We have a data-heavy week coming up, with industrial production and consumer price inflation numbers set to be released next week.

The Winter Session of Parliament and the passage of important bills such as the Insurance Bill will also keep investors riveted.

Movement of crude prices and the progress of the North-East monsoon will be other data that will be watched. Crude is attempting to stabilise around the $64-support indicated in this column last week. There is a high probability of a base formation around this level.

Momentum continues to slacken in the daily chart. This is reflected in the sell signal generated in the momentum indicators in the daily chart, such as the daily moving average convergence divergence indicator. But the fact that this indicator is still featuring in the overbought zone implies that the short-term trend has not reversed lower yet.

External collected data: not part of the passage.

PR #5209, opened 2022-07-01
Closes #5207 on redirect loop with WP on sub-dir

### LINKED ISSUE #5207: Potential redirect loop when using 3.11.4, trailing slash redirection
- Made sure you’re on the latest version - 3.11.4

**Describe the bug**
When permalinks are set to be without `/` and website is in the subdirectory we might experience redirect loop. 

**To Reproduce**
1. Use website placed in subdirectory (could be multisite)
2. Change the permalinks to be without `/`
3. Visit frontend in incognito

**Expected behavior**
No redirect loop

**Additional context**
Still not sure if there are any other factors needed to reproduce.

**Temporary solution**
Change the permalinks settings to be with `/`

- [ ] Reproduce the problem
- [ ] Identify the root cause
- [ ] Scope a solution
- [ ] Estimate the effort

jeawhanlee:
## Description

This PR fixes the issue with a redirect loop on sub-dirs

Fixes #5207 

## Type of change

## How Has This Been Tested?

- Tested on TLD and Sub-dir installation on Apache.
- Tested only on TLD installation and multilanguage on NGINX.

# Checklist:

### DIFF
--- a/inc/classes/Buffer/class-cache.php
+++ b/inc/classes/Buffer/class-cache.php
@@ -80,7 +80,7 @@ class Cache extends Abstract_Buffer {
 
 		// Full request uri path.
 		$request_uri = $this->config->get_server_input( 'REQUEST_URI' );
-
+		$request_uri = strtok($request_uri, '?') [0];
 		// Path to WP index processing file and remove index.php from path.
 		$php_self = str_replace( 'index.php', '', $this->config->get_server_input( 'PHP_SELF' ) );
 
--- a/inc/classes/Buffer/class-cache.php
+++ b/inc/classes/Buffer/class-cache.php
@@ -701,6 +701,11 @@ class Cache extends Abstract_Buffer {
 	 */
 	private function maybe_redirect_with_trailing_slash() {
 
+
+		if(rocket_get_constant('MULTISITE', false) && ! rocket_get_constant('SUBDOMAIN_INSTALL',  true) ) {
+			return;
+		}
+
 		$permalink_structure = $this->config->get_config( 'permalink_structure' );
 		$host                = $this->config->get_host();
 		$protocol            = $this->tests->is_ssl() ? 'https://' : 'http://';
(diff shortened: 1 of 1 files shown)


CrochetFeve0251 (approved):

piotrbak:
I can see this solution failing for subdirectory multisite on the sites that are not main. Example:
https://subdir.rocketlabsqa.ovh/test2/

Moreover, we should take care of not redirecting 404 errors of static assets. Example:
https://domain.com/idontexist.txt

It should not be redirected to: https://domain.com/idontexist.txt/

CrochetFeve0251 (approved):

remyperona (approved):

vmanthos:
@jeawhanlee 

While testing the PR I found and @Mai-Saad confirmed that there is a **redirect loop** for the homepage on a **Single site** installed in a **subfolder** where the permalinks don't have a trailing `/` and the URL includes:
* a cached `OR`
* an ignored query string `OR` 
* a combination of a cached and ignored query string

inc/classes/Buffer/class-cache.php
```diff
@@ -677,15 +700,33 @@ protected function reset_lowercase( $matches ) {
 	 * @return void
 	 */
 	private function maybe_redirect_with_trailing_slash() {
+
+		if ( defined( 'MULTISITE' ) && true === MULTISITE ) {
```
CrochetFeve0251, line 704: Based on @piotrbak on Slack we need also too check `SUBDOMAIN_INSTALL` is set to false

CrochetFeve0251 (changes requested):

inc/classes/Buffer/class-cache.php
piotrbak: We seem to be fine on subdomains. We should let QA confirm thag

CrochetFeve0251 (approved):

piotrbak:
@jeawhanlee @CrochetFeve0251 this one can be closed in favour of https://github.com/wp-media/wp-rocket/pull/5215 right?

Weekly oscillators, however, continue to be positive, signalling a very strong medium-term trend. Oscillators in the monthly chart are also showing strong upward traction.

Sensex (28,458.1)

The Sensex remained in a narrow 500-point range last week.

The week ahead: We stay with the view elaborated in our last column. This could be the final leg of the move from October 17 low. The targets for this move are 28,701, 29,047 and then 29,187.

The first target has been achieved and the index is currently struggling to move past 28,800. If it manages that, then the next two levels will come into play.

Sell signals in short-term oscillators are signalling a possible extension of the correction in the short term. Supports in that event are at 28,184 and 27,753. Short-term traders can continue to buy in declines as long as the first support holds.

Medium-term trend: There is no alteration in the medium-term trend too. We could be nearing the end of the wave that began from the August 2013 low. The targets for this move fall between 28,270 and 29,717.

Since the first target has already been achieved, caution is advisable. But a reversal is possible anytime from this point. Key medium-term support is at 27,500.

Nifty (8,538.3)

The Nifty too was stuck in a narrow 100-point range last week.

The week ahead: The deterioration in momentum continues to signal caution. But the wave pattern signals the possibility of yet another lurch upward. This can take the Nifty to 8,682 or 8,793. Traders can continue to buy in dips as long as the index trades above 8,420. If this level is breached, the next supports are at 8,300 and 8,200.

Medium-term trend: We continue to advise caution from a medium-term view. The trend-following indicators continue to be strong. But we are close to critical medium-term targets.

The market could move sideways in December between 8,300 and 8,700 in December in a rounding top distribution pattern before a sell-off in January. A sharp move beyond 8,800 is needed to signal that the Nifty is moving towards 9,026 and 9,541.

Global cues

Global indices put up a mixed show last week. While European and US markets continued to hit new highs, some markets with larger weights assigned to commodity stocks, such as Brazil and Russia, recorded steep declines.

Strong US jobs numbers — with unemployment at a six-year low of 5.8 per cent and the strongest addition to jobs since January 2012 in November — pleased US investors, lifting US benchmarks to yet another record high.

The Dow has now moved close to the 18,000-mark. If this rally continues, the index will be on course to hit the next target of 18,550. Supports for the index stay at 16,652 and 16,000.